##### Input for this task #####
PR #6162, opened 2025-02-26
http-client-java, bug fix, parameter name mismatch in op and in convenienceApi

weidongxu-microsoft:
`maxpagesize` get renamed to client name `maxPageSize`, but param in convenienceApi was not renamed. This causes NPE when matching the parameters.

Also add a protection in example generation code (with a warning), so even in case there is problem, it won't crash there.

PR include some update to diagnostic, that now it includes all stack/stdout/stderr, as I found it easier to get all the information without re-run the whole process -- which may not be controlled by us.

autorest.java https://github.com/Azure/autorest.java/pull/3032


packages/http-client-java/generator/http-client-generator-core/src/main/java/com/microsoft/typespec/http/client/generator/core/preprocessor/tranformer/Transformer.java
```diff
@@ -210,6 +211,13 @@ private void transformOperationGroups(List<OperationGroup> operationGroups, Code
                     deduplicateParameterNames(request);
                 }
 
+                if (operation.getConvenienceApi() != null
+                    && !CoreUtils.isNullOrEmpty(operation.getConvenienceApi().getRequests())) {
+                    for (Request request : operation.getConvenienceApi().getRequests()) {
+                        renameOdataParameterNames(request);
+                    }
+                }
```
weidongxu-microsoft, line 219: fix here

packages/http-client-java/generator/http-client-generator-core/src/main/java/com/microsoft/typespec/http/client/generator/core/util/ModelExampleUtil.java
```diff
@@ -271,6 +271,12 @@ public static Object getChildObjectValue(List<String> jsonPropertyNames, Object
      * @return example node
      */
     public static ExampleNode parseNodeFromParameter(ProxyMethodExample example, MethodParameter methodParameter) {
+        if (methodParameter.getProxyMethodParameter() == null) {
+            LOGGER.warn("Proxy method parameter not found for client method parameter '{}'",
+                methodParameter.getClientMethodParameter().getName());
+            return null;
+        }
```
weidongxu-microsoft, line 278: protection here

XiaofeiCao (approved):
#####
##### Input for this task #####
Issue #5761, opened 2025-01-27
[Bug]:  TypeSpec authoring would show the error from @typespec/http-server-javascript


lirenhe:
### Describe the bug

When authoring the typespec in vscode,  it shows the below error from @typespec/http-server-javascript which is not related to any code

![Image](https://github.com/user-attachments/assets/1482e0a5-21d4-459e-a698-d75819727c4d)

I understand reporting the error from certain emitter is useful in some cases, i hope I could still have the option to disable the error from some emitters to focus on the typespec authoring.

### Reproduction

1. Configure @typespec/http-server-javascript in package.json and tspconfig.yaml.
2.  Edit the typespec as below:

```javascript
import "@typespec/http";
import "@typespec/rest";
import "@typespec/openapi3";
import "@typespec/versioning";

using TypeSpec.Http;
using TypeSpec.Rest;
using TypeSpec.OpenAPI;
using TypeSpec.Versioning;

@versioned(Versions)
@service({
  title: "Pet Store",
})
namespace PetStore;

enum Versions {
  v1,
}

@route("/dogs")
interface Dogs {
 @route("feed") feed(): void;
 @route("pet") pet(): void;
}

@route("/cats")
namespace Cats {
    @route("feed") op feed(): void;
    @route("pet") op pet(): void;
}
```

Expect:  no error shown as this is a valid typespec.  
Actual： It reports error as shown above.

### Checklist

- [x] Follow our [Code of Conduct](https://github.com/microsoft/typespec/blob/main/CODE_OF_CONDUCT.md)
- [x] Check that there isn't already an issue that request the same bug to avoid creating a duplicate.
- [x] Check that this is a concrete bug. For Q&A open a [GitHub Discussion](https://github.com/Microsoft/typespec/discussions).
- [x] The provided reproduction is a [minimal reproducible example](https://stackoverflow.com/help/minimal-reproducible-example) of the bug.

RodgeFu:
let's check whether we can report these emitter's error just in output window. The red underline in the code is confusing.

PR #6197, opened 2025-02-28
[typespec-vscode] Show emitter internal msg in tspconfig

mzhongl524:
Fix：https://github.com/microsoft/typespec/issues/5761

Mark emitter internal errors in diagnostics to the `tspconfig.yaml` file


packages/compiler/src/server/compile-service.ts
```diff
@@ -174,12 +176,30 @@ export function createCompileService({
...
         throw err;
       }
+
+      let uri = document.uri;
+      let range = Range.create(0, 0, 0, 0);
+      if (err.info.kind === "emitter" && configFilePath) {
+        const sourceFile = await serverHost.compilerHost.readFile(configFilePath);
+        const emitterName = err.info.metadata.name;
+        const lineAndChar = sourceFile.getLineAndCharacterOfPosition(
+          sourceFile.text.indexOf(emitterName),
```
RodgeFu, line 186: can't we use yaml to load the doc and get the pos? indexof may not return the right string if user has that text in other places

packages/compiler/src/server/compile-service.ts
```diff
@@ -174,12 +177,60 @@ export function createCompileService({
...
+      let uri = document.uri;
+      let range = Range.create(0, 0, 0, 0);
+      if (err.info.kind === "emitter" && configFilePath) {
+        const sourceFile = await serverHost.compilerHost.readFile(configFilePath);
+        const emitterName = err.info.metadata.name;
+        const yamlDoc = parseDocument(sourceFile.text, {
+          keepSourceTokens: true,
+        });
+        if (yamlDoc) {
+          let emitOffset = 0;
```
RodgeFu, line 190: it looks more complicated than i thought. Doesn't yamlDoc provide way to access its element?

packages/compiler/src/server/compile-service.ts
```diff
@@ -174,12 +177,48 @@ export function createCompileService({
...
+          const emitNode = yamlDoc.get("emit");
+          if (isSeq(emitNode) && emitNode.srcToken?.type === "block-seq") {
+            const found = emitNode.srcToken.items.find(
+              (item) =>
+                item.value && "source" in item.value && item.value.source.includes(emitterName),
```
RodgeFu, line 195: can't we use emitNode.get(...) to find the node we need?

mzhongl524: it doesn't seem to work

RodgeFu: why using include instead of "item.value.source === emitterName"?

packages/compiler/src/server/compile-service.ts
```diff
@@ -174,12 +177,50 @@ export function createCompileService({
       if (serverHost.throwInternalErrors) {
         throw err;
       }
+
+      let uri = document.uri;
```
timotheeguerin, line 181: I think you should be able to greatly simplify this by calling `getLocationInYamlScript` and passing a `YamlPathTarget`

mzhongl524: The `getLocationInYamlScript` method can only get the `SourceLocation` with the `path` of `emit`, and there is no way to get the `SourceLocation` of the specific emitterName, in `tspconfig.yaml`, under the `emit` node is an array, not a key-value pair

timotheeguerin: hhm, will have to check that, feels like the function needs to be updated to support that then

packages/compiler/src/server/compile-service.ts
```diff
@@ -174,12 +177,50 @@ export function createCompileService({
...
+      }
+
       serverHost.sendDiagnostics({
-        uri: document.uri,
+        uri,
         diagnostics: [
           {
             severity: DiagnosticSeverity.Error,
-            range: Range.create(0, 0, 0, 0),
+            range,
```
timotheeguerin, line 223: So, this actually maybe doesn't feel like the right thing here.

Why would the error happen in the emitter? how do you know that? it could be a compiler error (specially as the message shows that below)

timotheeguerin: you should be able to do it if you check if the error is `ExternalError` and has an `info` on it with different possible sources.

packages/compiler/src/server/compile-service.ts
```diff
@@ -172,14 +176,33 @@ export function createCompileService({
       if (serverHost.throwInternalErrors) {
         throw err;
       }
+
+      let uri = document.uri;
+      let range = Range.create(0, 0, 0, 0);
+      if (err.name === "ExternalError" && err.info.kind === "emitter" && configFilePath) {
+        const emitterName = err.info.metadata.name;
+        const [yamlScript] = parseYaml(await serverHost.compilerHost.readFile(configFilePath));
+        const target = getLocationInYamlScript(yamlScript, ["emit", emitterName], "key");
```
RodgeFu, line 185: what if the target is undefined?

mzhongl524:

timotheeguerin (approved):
#####
Task to complete:
From the records above, copy each line that contains the word "route".

Task answer:
@route("/dogs")
 @route("feed") feed(): void;
 @route("pet") pet(): void;
@route("/cats")
    @route("feed") op feed(): void;
    @route("pet") op pet(): void;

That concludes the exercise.